Arquen_Marille t1_j6hph24 wrote
Then it’s unnecessarily complicated.
rug1998 t1_j6b80wv wrote
95 names with Qu? I can’t think of one
kilopeter OP t1_j6b9oys wrote
That 95 means that 95% of the time, a Q was followed by a U in a name.
rug1998 t1_j6bc16j wrote
Bro… ok got it
myrianthe t1_j6bcix9 wrote
U is the most common letter to come after Q in general, not just in names. Because interestingly there isn't really another vowel nor letter that works after Q (Qa Qe Qi Qo Qr Ql?)
Some of the more popular Q names include Quinn, Quincy, Queen/Queenie, and Quintessa.
kismatwalla t1_j6bb15t wrote
Names are not memory-less, transition probability does not make sense.
kilopeter OP t1_j6bb7id wrote
The fact that names are not memoryless is exactly why treating them as such produces such entertaining results :)
Background_Newt_8065 t1_j6c0nud wrote
This is data but unfortunately it’s not beautiful
kilopeter OP t1_j6adleq wrote
Interpretation [EDITED]: Take all the names on U.S. Social Security card applications for girls born in 2021. Scan through the names one letter at a time, accounting for the start and end of each name. Count how many times each particular letter is followed by every other letter in the alphabet. Finally, convert your counts to probabilities (technically, percent chance = probability * 100%) to give the chance that any given letter in a name is followed by every other possible letter (or by the end of the name). This visualization summarizes the resulting transition matrix.
Background: The ongoing explosion of generative AI systems got me thinking about the statistical structure of words, and of given names in general. I started with the fairly basic idea of treating the sequence of characters in given names as a Markov process, i.e., the next state is chosen randomly according to transition probabilities that depend only on the current state, not prior states.
Code: https://github.com/pjleimbigler/baby-name-analysis
Data: https://www.ssa.gov/oact/babynames/limits.html
Generating new "names": The letters in given names are pretty clearly not generated by a Markov (memoryless) process. However, it's fun to assume the Markov property anyway and see what "names" fall out of the transition matrix.
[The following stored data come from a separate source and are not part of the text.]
PR #223, opened 2016-05-27
Add boot profile task/job

benbp:
The primary use of this is to be able to serve down a custom diskboot ipxe profile, in lieu of a way for us to intentionally ignore DHCP/PXE for a node while there is an active workflow against it.

Unfortunately, due to the way that we concatenate ALL ipxe profiles with `boilerplate.ipxe`, this task will not work effectively if it is the final task in a workflow, because the boilerplate ipxe script tries to DHCP _again_, and if we ignore those requests because there is no longer an active workflow, then it will never reach the custom script that was specified.

I think there could be more work done in that area ^^, but I'm not sure whether it's worth it, and think that this should be sufficiently simple to address the desired use case.

@RackHD/corecommitters @ytjohn @jlmcknight 

This was prompted by the following Slack discussion:

> jlmcknight [2:05 PM] 
> to expand on johnÕs question, we have a workflow that looks like this end to end:
> 
> pxe boot -> rackhd discovery -> reboot -> pxe boot into our overlayfs and do our custom catalog plus other comands (mem/cpu tests, cable validation, disk validation/partition wipe etc.) -> reboot -> pxe into ubuntu install -> reboot -> boot from disk -> ansible post install -> final reboot
> 
> That works for us on our current focus of dell c6320, but in trying to do that in vagrant, the reboot after ubuntu install is doing a pxe boot, getting error.ipxe downloaded, but when error.ipxe runs `exit` it will fail to boot from hard disk.  If we change `exit` to `sanboot Ñno-describe Ñdrive 0x80` in error.ipxe it works, but we donÕt want to make that change for vagrant when we donÕt have this problem in our bare metal installs.
> 
> Is there a way in the workflow (a task of some sort) we can shoehorn into the process after the ubuntu install that says "donÕt respond to ipxe for this hostÓ so we can control it at the workflow layer and not by editing profile files like `error.ipxe`?

### DIFF
--- a/lib/jobs/boot-profile.js
+++ b/lib/jobs/boot-profile.js
@@ -1,0 +1,55 @@
+// Copyright 2016, EMC, Inc.
+
+'use strict';
+
+var di = require('di');
+
+module.exports = bootProfileJobFactory;
+di.annotate(bootProfileJobFactory, new di.Provide('Job.BootProfile'));
+di.annotate(bootProfileJobFactory,
+    new di.Inject(
+        'Job.Base',
+        'Logger',
+        'Assert',
+        'Util'
+    )
+);
+function bootProfileJobFactory(BaseJob, Logger, assert, util) {
+    var logger = Logger.initialize(bootProfileJobFactory);
+
+    /**
+     * NOTE: Due to the way our boilerplate.ipxe script works, this job
+     * will not work if run as the final task within a workflow (boilerplate.ipxe
+     * causes ipxe to make additional DHCP requests prior to actually
+     * running the ipxe script we've served down, and those requests will get
+     * ignored if there is no currently active workflow for the node.
+     *
+     * @param {Object} options
+     * @param {Object} context
+     * @param {String} taskId
+     * @constructor
+     */
+    function BootProfileJob(options, context, taskId) {
+        BootProfileJob.super_.call(this, logger, options, context, taskId);
+        this.nodeId = this.context.target;
+        assert.string(this.nodeId, 'context.target (nodeId)');
+        this.profile = this.options.profile;
+        assert.string(this.profile, 'options.profile');
+    }
+    util.inherits(BootProfileJob, BaseJob);
+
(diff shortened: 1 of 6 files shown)


jlmcknight:
+1

heckj:
+1

ytjohn:
+1

lib/jobs/boot-profile.js
```diff
@@ -0,0 +1,55 @@
...
+
+    BootProfileJob.prototype._run = function () {
+        var self = this;
+
+        self._subscribeRequestProfile(function () {
+            return self.profile;
+        });
+
+        self._subscribeRequestProperties(function () {
+            self._done();
```
yyscamper: @benbp : What's the reason that finish the job after requesting properties? Your code just imposes a restriction that the upper layer should always first request profile then properties. Please confirm this is what you want?

benbp: @yyscamper the behavior of the HTTP server when serving profiles is to request a profile name first, then request properties that can be used for the render context for the profile (see https://github.com/RackHD/on-http/blob/master/lib/services/profiles-api-service.js#L257-L266). If we listen for requestProfile only, then http will fail on the requestProperties step. Additionally, this leaves the possibility open for a user to add a profile that requires some rendering context from the task.

I understand your concern about a restriction on the behavior of the upper layer, but it's pretty much the standard way we do this throughout the http profiles code and the job code. Maybe a better way to structure this would be refactoring requestProfile to return both a profile name and a render context all in one call, which would be less complex and impose fewer restrictions on the upper layer, but I also think this is just a pattern of behavior/technical debt that's pretty ingrained into the system that might not be worth the effort of replacing given how long it has been around.

yyscamper: Thanks @benbp , I agree this belongs to the catalog of technical debt and not obligation to this PR. Since the code logic works as expected, so this is not gating.
:+1:

PR #228, opened 2016-06-02
add task schema example: install-os-common + obm-control

yyscamper:
This is the initial PR for [Task-Schema](https://github.com/RackHD/RackHD/wiki/proposal-Task-Schema).

The primary purpose for this PR is to show some example about how the Task-Schema looks like and how the Task & Schema & Job is linked. I choose the most complex task `install-os` and a simple `obm-control` as example.

If the Task-Schema example is done, then the [Task-Annotation](https://github.com/RackHD/RackHD/wiki/proposal-task-annotation) can carry on in parallel.

Meanwhile, You should know that expect the unit-test, no other code will use the schema, so this PR is safe and will not impact our existing function. We will have subsequent PRs to gradually enrich the Task-Schema functionality.

@RackHD/corecommitters @WangWinson @iceiilin @cgx027 @pengz1 @leoyjchang @zyoung51 @jlongever

### DIFF
--- a/lib/task-data/schemas/rackhd-task-schema.json
+++ b/lib/task-data/schemas/rackhd-task-schema.json
@@ -1,0 +1,44 @@
+{
+    "id": "rackhd/schemas/v1/task-schema",
+    "type": "object",
+    "$schema": "http://json-schema.org/draft-04/schema#",
+    "title": "RackHD Tasks Schema Extention",
+    "description": "The extension for RackHD tasks schema, all RackHD tasks schema should adhere to this schema.",
+    "allOf": [
+        {
+            "$ref": "http://json-schema.org/draft-04/schema"
+        }
+    ],
+    "definitions": {
+        "describeJob": {
+            "type": "string",
+            "description": "This property is required to point to a job's di injectable name."
+        },
+        "copyright": {
+            "type": "string",
+            "description": "This attribute shall contain the copyright notice for the schema."
+        },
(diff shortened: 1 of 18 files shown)


WangWinson:
:+1: 
This is a very good start.

lib/task-data/schemas/rackhd-task-schema.json
```diff
@@ -0,0 +1,44 @@
...
+    "description": "The extension for RackHD tasks schema, all RackHD tasks schema should adhere to this schema.",
+    "allOf": [
+        {
+            "$ref": "http://json-schema.org/draft-04/schema"
+        }
+    ],
+    "definitions": {
+        "describeJob": {
+            "type": "string",
+            "description": "This property is required to point to a job's di injectable name."
```
anhou: don't need 'This property is required to point to' ?

anhou:
:+1:

lib/task-data/schemas/rackhd-task-schema.json
yyscamper: I think either is OK.
I see redfish schema has similar word, you can see the `readonly` description which is copied from redfish schema.

yyscamper:
Since there are some other stories depend on this PR and consider this is a very safe PR as the existing functionality will not be impacted. So I will merge this first after collecting enough approvals. If anyone has any comment, I will open subsequent PR to fix.

PR #230, opened 2016-06-03
Fix ODR#742: Add switchDevices/postInstallCommands in the options list of install esx task

yyscamper:
Fix this issue: https://hwjiraprd01.corp.emc.com/browse/ODR-742

Actually, This is a change after the workflow engine HA design, previous we did allow all options that passed by user to task, but then we changed to only allow options that in the task options' list.

The exact code is: https://github.com/RackHD/on-core/blob/master/lib/workflow/task-graph.js#L230.

@RackHD/corecommitters @zyoung51 @pengz1

### DIFF
--- a/lib/task-data/tasks/install-esx.js
+++ b/lib/task-data/tasks/install-esx.js
@@ -26,7 +26,24 @@ module.exports = {
         users: [],
         networkDevices: [],
         dnsServers: [],
-        installDisk: null
+        installDisk: null,
+
+        // If specified, this contains an array of objects with switchName and uplinks (optional)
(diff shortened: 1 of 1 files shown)


zyoung51:
+1

iceiilin:
:+1:

yyscamper:
Sorry, I didn't realized this PR misses an approval of CC when I  merge this PR.  Since this PR is pretty simple and safe, @RackHD/corecommitters, could you please review this PR as a complement, if you have any review comment, I will submit a hot fix for it.

anhou:
:+1:

PR #260, opened 2016-06-30
fix issue 282 about dash in serail number when generating enclosure

iceiilin:
When generating enclosure ID, previously the job only views number and string as valid serial number. In https://github.com/RackHD/RackHD/issues/282, the reporter uses a platform with "-" in this field.

Change the regex to adjust this character.
Move const value into the factory closure so that it won't be global value to potentially impact other codes.


yyscamper:
resolves https://github.com/RackHD/RackHD/issues/282

yyscamper:
:+1:

iceiilin:
Add cases to increase coverage

iceiilin:
test this please

anhou:
resolves https://github.com/RackHD/RackHD/issues/282

anhou:
:+1:

PR #261, opened 2016-06-30
added polling and subgraph recovery

VulpesArtificem:
fix for https://github.com/RackHD/RackHD/issues/277
Also adds a cleanup step to cancel a subgraph when the run-graph tasks are cancelled 
as per https://www.pivotaltracker.com/story/show/117106547
requires https://github.com/RackHD/on-core/pull/175
@RackHD/corecommitters @pscharla

### DIFF
--- a/lib/jobs/run-graph.js
+++ b/lib/jobs/run-graph.js
@@ -12,13 +12,14 @@ di.annotate(runGraphJobFactory, new di.Provide('Job.Graph.Run'));
         'Protocol.TaskGraphRunner',
         'TaskGraph.TaskGraph',
         'TaskGraph.Store',
-        'Services.Waterline',
         'Constants',
         'Logger',
         'Assert',
         'uuid',
         'Util',
-        'JobUtils.WorkflowTool'
+        'JobUtils.WorkflowTool',
+        '_',
+        'Errors'
     )
 );
 function runGraphJobFactory(
@@ -26,13 +27,14 @@ function runGraphJobFactory(
     taskGraphProtocol,
     TaskGraph,
     taskGraphStore,
-    waterline,
     Constants,
     Logger,
     assert,
     uuid,
     util,
-    workflowTool
+    workflowTool,
+    _,
+    Errors
 ) {
     var logger = Logger.initialize(runGraphJobFactory);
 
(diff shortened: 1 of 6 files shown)


benbp:
test this please

lib/jobs/run-graph.js
```diff
@@ -43,57 +47,97 @@ function runGraphJobFactory(
...
-
-        this._subscribeGraphFinished(function(status) {
-            if (status === Constants.Task.States.Succeeded) {
-                self._done();
-            } else {
-                self._done(new Error("Graph " + self.graphId + " failed with status " + status));
+        self.subscribeOwnGraph().then(function(ownGraph) {
+            self.subgraphPoll = self.setSubgraphPoll();
+            if (!ownGraph) {
+            return workflowTool.runGraph(
```
benbp: indentation

lib/jobs/run-graph.js
```diff
@@ -43,57 +47,97 @@ function runGraphJobFactory(
...
+        } else if (_.contains(Constants.Task.FailedStates, subGraphStatus)) {
+            this._done(new Error(
+                "Graph " + this.graphId + " failed with status " + subGraphStatus)
+            );
+        }
+    };
+
+    RunGraphJob.prototype.subscribeOwnGraph = function() {
+        var self = this;
+        return waterline.graphobjects.findOneMongo({"context._parent.taskId": self.taskId})
```
benbp: Can you call this behind the store layer, that we don't have mongo-specific code in the job code.

lib/jobs/run-graph.js
```diff
@@ -43,57 +47,97 @@ function runGraphJobFactory(
...
+            if(ownGraph) { self.graphId = ownGraph.context.graphId; }
+            self._subscribeGraphFinished(self.finishWithState);
+            return ownGraph;
         });
     };
 
+   RunGraphJob.prototype.setSubgraphPoll = function() {
+        var self = this;
+        return setInterval(function() {
+            waterline.graphobjects.findOneMongo({"context._parent.taskId": self.taskId})
```
benbp: Same comment as above re: store

yyscamper:
@VulpesArtificem : I think you are writing some complex logic about task-graph running into the job code, but I think it's better belong to the task-graph.js. For example, create an API  "runSubGraph" in task-graph.js, it returns promise, the promise is fulfilled when subgraph successes, rejected when subgraph fails.
@benbp : how do you think?

yyscamper:
@VulpesArtificem @benbp: correct my last comment, it should belong to task-graph-scheduler not task-graph.js If it is task-graph scheduler, then this will introduce dependence on on-taskgraph, this is not what we want. Alternative is to move some task-graph-scheduler code to on-core, but this requires more code arch change, I don't want to push so much work for you and for this PR.

Anyway, I am OK with putting the complex code here, but I think this is a defect of code arch, we can record it and improve it in future.

VulpesArtificem:
@yyscamper @benbp 
I think it's appropriate for this logic to go in the jobs; a "runGraphJob" is always going to be at odds with the general architecture because it necessarily employs graph management logic. I think it makes sense for runSkuGraphJob to inherit because it is conceptually a subtype of runGraphJob and graph management methods are unique to the runGraphJob type and need access to the job object.

brianparry:
test this please

yyscamper:
@VulpesArtificem : I checked the Jenkins log, the failure probably due to the on-tasks is relative too old, a rebase should fix it.

benbp:
merged the dependent PR. 
test this please

pscharla:
@RackHD/corecommitters Need reviews for this PR

pscharla:
@yyscamper @anhou Asked @brianparry to review this one in slack channel, but please take a look as well. Need this one in to hopefully resolve P1 ODR.

DavidjohnBlodgett:
👍

lib/jobs/run-graph.js
```diff
@@ -43,57 +45,97 @@ function runGraphJobFactory(
...
+        var self = this;
+        return taskGraphStore.findChildGraph(self.taskId)
+        .then(function(ownGraph) {
+            if(ownGraph) { self.graphId = ownGraph.context.graphId; }
+            self._subscribeGraphFinished(self.finishWithState);
+            return ownGraph;
         });
     };
 
+   RunGraphJob.prototype.setSubgraphPoll = function() {
```
brianparry: @VulpesArtificem Could you explain the reasoning behind polling for finished graphs in addition to subscribing to graph finished events?  Is this here to protect against missed events?

lib/jobs/run-graph.js
```diff
@@ -43,57 +45,97 @@ function runGraphJobFactory(
...
-            self.taskId
-        ).catch(function(error) {
-            logger.error("Error starting graph for task.", {
-                taskId: self.taskId,
-                graphName: self.options.graphName,
-                error: error
-            });
-            self._done(error);
+    RunGraphJob.prototype.finishWithState = function(subGraphStatus) {
+        if (subGraphStatus === Constants.Task.States.Succeeded) {
```
brianparry: @VulpesArtificem If `self._done` is called, shouldn't the interval timer also be cancelled?  It seems like there might be a small window for a race condition here where the timer expires between handling a graph finished event and calling the `_cleanup` method.  I think this would result in calling `_done` twice.

brianparry:
@VulpesArtificem Your logic looks sound to me.  I just have a couple of questions to make sure I'm understanding properly.

lib/jobs/run-graph.js
VulpesArtificem: yes, it's in case we subscribe after our graph has already finished so we don't end up waiting forever

lib/jobs/run-graph.js
VulpesArtificem: derp, yes, i'll move that up to right here so we cancel it in time

lib/jobs/run-graph.js
```diff
@@ -43,57 +45,97 @@ function runGraphJobFactory(
...
+            if (this.subgraphPoll) {clearInterval(this.subgraphPoll);}
```
yyscamper: This kind of code isn't recommended, please change it to following:
```javascript
if (this.subgraphPoll) {
    clearInterval(this.subgraphPoll);
}
```

yyscamper:
:+1: after changing the code format that I outlined.

brianparry:
@VulpesArtificem Looks good to me.  :+1: once the tests are fixed.

pscharla:
test this please

pscharla:
@RackHD/corecommitters I think this PR is now ready to go. Please merge if you are ready as it is gating a P1 ODR. Thanks!

PR #264, opened 2016-07-05
Create task-annotation-generator tool script

WangWinson:
The tool script leverage `TaskOption.Validator` to `register` all task schemas,
then get all resolved schema to generate a `task-doc-data.json`, which will be using for task doc build script (later updated by @cgx027 )

@RackHD/corecommitters @cgx027 @iceiilin

### DIFF
--- a/task-annotation-generator.js
+++ b/task-annotation-generator.js
@@ -1,0 +1,140 @@
+// Copyright 2016, EMC
+
+'use strict';
+
+var fs = require('fs');
+
+function TaskAnnotation(validator) {
+    this.validator = validator;
+}
+
+TaskAnnotation.prototype.mergeSchema = function (obj) {
+    var self = this;
+    if (obj.allOf && obj.allOf instanceof Array) {
+        var all = {};
+        _.forEach(obj.allOf, function (item) {
+            if(item.allOf) {
+                item = self.mergeSchema(item);
+            }
+            _.merge(all, item);
+        });
+        delete obj.allOf;
+        _.merge(obj, all);
+    }
+
+    _.forOwn(obj, function(val) {
+        if (val instanceof Object) {
+            self.mergeSchema(val);
+        }
+    });
+
+    return obj;
+};
+
+TaskAnnotation.prototype.generateDocData = function (obj, dataTemplate) {
+    var self = this;
+    var data = {
+        type: obj.type,
+        description: obj.description,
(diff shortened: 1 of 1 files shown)


brianparry:
test this please

iceiilin:
+1

task-annotation-generator.js
```diff
@@ -0,0 +1,140 @@
...
+                name: data.name + '_' + name,
+                title: data.title + '.' + name,
+                group: data.group,
+                groupTitle: data.groupTitle
+            };
+            subItems = subItems.concat(self.generateDocData(option, subTemp));
+        }
+
+        var fieldTemp = {
+            group: 'g1', // TODO: find out gourp usage
```
yyscamper: typo: gourp -> group

task-annotation-generator.js
```diff
@@ -0,0 +1,140 @@
...
+
+'use strict';
+
+var fs = require('fs');
+
+function TaskAnnotation(validator) {
+    this.validator = validator;
+}
+
+TaskAnnotation.prototype.mergeSchema = function (obj) {
```
yyscamper: Could you please add some comment for each function to help other people to understand the design?

task-annotation-generator.js
WangWinson: oh, you catch me again.

task-annotation-generator.js
WangWinson: Sure. I can do it

yyscamper:
How about adding some unit-test? though this file is not used by RackHD service code, but it contains some complex logic and some unit-test will prevent the task-annotation from being broken down.

WangWinson:
@yyscamper 
Actually, this is a tool script, which should be a part of build script, instead of a part of deliver code.
I know I can add some unit test for it , since it's written in JS.

There is another story will need to enhance this script to make the doc task oriented instead of task schema oriented. Also, another PR for build script in on-http will have dependency on this PR. So, how about I make up some unit test in the later PR.

yyscamper:
I agree this is just a kind of build script, previously we don't enforce unit-test for such kind of script, for example like some of scripts in on-http/data/templates, I also agree if your script is not written javascript, I will not give the suggestion about unit-testing ^^. So it's not a gating for me. It will be much better if you can still write some unit-test after your enhance story finished.
:+1:

PR #259, opened 2016-06-30
add NTP configuration in esx-ks

lanchongyizu:
**Fix ODR-750** NTP configuration in esx-ks

The solution is adding ntpSevers options to support NTP configuration, so that the users could use the private NTP servers if needed.

@RackHD/corecommitters @panpan0000

PR #267, opened 2016-07-07
add NTP configuration in esx-ks

lanchongyizu:
**Reopen #259 and resolve the conflict with #257.**

Fix ODR-750 NTP configuration in esx-ks

The solution is adding ntpSevers options to support NTP configuration, so that the users could use the private NTP servers if needed.

@RackHD/corecommitters @panpan0000


yyscamper:
:+1:

iceiilin:
+1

To iterate through the transition matrix manually using this viz, follow these steps:
(Name Start).(Name End), which signifies the end of your generated name.This yields some hilarious yet often oddly plausible names, such as: Silian, Slya, Lialy, Maerollia, Chla, Zalah, Lay, Lonanaadievayle, Zoralepa, Peiemophaly, Dralesa, Wiada, Miea, Giaberosh, Bisodiaremanninenn, Seelanida, Einnn, Penasoetimala, Hepanelei, Mia, Mierolynakynisayloloneeloa, Sargandniamilida, Eldyanempe, Pinahanariloma, Alian, Melivevilllohayasisa, Olyna, Die, Mizaramiceatelyalla, Jon, Adelun, Cesklienzolena, Zolyryn, Ema, Leyla, Aclan, Bra, Maeylises, Bryn, Khiemi, Sly, Annnlis, Aisyasa, Xily, Kara, Handanaria, Manla, Pama, Heyanama, Eylisidr, Brah, Llee, Anelerynaevega, Ayatryalofa, Mediza, Caniesty, Oliceeelys, Sannllora, Dassole, Sonnasse, Mmatarieleteyneroselasylin.